### Data for review

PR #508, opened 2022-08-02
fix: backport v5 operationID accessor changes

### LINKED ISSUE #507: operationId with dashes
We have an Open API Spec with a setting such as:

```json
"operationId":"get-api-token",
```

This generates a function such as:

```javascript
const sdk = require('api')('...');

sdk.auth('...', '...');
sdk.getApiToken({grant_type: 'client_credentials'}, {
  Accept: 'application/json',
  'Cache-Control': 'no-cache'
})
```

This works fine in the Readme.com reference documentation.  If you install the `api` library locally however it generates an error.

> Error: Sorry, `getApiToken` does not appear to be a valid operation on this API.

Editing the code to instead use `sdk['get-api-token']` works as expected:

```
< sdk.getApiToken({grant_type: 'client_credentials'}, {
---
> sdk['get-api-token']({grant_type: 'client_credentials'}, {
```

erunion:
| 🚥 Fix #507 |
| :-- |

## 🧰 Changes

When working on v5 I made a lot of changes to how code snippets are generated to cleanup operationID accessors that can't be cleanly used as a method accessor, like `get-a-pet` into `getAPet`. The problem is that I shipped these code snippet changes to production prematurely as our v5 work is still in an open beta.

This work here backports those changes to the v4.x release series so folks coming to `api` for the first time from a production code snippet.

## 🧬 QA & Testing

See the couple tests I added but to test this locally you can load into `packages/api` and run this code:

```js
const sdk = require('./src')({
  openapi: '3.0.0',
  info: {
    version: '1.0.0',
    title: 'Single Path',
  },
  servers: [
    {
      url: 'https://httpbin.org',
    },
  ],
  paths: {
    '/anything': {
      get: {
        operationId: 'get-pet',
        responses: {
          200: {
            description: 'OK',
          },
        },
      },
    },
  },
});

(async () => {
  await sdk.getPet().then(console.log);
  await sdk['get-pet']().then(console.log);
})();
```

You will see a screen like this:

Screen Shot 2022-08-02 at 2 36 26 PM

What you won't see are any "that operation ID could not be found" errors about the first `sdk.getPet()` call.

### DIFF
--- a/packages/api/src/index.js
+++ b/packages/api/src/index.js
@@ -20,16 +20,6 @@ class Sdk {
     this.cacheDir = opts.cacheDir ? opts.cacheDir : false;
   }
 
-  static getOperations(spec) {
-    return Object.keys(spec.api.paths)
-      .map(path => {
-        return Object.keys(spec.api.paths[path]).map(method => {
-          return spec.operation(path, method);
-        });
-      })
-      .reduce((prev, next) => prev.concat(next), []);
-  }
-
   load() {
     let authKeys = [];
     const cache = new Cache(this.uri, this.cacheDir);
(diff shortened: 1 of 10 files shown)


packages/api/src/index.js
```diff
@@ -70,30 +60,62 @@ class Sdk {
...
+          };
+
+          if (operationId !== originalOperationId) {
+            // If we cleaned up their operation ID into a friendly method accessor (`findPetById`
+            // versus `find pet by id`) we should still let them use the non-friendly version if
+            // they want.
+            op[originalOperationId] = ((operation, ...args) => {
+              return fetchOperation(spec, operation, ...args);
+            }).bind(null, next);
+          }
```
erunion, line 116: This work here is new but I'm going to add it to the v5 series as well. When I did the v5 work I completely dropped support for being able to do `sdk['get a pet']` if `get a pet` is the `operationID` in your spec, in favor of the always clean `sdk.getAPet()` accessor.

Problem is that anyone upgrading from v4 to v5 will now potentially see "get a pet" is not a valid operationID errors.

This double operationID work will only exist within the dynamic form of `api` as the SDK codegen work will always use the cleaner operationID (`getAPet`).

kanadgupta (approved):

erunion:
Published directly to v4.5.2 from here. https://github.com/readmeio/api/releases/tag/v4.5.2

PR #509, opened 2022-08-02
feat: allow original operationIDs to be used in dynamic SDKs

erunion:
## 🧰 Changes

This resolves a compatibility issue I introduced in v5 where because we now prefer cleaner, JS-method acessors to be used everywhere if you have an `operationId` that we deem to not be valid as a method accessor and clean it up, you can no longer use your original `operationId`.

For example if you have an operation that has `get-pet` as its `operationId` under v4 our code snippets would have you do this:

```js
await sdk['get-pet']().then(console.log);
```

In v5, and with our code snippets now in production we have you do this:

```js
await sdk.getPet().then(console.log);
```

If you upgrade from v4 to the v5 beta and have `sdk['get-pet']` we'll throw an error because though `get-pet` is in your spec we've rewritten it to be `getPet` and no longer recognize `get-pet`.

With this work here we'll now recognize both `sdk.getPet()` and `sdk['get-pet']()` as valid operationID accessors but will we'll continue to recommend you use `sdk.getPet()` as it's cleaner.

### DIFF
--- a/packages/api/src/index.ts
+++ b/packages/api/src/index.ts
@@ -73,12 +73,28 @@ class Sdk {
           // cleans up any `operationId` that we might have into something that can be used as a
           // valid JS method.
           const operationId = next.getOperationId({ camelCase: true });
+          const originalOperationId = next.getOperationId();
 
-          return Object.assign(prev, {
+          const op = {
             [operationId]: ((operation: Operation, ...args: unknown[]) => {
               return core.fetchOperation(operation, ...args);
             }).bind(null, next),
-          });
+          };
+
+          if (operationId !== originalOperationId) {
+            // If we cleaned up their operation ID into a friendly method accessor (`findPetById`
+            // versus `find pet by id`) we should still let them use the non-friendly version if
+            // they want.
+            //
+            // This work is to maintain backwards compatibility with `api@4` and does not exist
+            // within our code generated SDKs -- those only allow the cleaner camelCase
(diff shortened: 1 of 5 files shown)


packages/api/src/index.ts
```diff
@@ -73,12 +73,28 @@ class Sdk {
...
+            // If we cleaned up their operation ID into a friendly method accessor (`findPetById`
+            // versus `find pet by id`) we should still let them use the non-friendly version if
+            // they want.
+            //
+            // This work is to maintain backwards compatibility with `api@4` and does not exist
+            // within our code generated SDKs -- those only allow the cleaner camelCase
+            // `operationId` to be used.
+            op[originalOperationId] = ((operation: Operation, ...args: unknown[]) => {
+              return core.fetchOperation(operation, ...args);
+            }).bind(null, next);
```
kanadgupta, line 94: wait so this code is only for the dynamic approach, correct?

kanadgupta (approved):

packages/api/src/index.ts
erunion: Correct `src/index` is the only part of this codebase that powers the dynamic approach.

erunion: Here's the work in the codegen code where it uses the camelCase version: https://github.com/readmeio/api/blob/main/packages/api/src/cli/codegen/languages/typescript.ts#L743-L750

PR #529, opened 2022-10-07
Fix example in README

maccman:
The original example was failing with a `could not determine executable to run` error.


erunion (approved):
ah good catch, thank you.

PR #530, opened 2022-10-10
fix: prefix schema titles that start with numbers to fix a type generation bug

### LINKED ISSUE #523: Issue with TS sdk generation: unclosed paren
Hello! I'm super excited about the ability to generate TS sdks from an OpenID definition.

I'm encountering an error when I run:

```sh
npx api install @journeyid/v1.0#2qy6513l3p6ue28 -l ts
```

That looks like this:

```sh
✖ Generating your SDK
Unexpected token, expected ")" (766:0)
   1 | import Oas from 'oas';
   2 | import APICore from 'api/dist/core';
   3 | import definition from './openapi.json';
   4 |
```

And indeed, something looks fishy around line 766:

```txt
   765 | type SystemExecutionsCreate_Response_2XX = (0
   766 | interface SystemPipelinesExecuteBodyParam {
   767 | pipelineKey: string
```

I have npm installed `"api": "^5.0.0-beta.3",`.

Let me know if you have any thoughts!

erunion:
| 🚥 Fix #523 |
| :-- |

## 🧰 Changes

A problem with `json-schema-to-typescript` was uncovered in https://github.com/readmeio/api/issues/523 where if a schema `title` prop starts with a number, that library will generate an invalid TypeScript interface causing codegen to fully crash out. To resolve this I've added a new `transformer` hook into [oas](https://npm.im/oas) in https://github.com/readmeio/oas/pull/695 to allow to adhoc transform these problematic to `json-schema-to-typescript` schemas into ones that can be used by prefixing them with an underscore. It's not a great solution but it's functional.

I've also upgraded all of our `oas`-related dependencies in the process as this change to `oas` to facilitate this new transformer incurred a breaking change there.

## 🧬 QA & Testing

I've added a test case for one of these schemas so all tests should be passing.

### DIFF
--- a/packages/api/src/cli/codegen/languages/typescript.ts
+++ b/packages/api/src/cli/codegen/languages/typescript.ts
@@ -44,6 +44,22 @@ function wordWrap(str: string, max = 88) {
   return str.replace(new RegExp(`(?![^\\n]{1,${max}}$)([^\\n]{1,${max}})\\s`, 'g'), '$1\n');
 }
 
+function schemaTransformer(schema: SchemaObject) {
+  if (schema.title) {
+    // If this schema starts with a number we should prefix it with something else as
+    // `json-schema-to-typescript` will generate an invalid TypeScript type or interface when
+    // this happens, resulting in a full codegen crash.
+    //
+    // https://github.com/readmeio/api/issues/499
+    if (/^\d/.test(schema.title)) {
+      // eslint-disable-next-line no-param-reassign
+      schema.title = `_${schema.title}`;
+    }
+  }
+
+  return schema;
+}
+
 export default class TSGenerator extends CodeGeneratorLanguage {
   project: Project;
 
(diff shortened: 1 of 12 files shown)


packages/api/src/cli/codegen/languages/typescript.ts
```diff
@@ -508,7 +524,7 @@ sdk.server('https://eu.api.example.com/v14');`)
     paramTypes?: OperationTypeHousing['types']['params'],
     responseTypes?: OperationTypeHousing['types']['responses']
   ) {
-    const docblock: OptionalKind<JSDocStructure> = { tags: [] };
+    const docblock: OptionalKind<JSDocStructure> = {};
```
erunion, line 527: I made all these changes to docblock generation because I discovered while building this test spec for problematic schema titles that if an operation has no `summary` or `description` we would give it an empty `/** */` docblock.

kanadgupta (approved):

### Problem requirements
Return each line of the material in which the string "packages" can be found.

### Solution for this exercise
See the couple tests I added but to test this locally you can load into `packages/api` and run this code:
--- a/packages/api/src/index.js
+++ b/packages/api/src/index.js
packages/api/src/index.js
--- a/packages/api/src/index.ts
+++ b/packages/api/src/index.ts
packages/api/src/index.ts
packages/api/src/index.ts
erunion: Here's the work in the codegen code where it uses the camelCase version: https://github.com/readmeio/api/blob/main/packages/api/src/cli/codegen/languages/typescript.ts#L743-L750
--- a/packages/api/src/cli/codegen/languages/typescript.ts
+++ b/packages/api/src/cli/codegen/languages/typescript.ts
packages/api/src/cli/codegen/languages/typescript.ts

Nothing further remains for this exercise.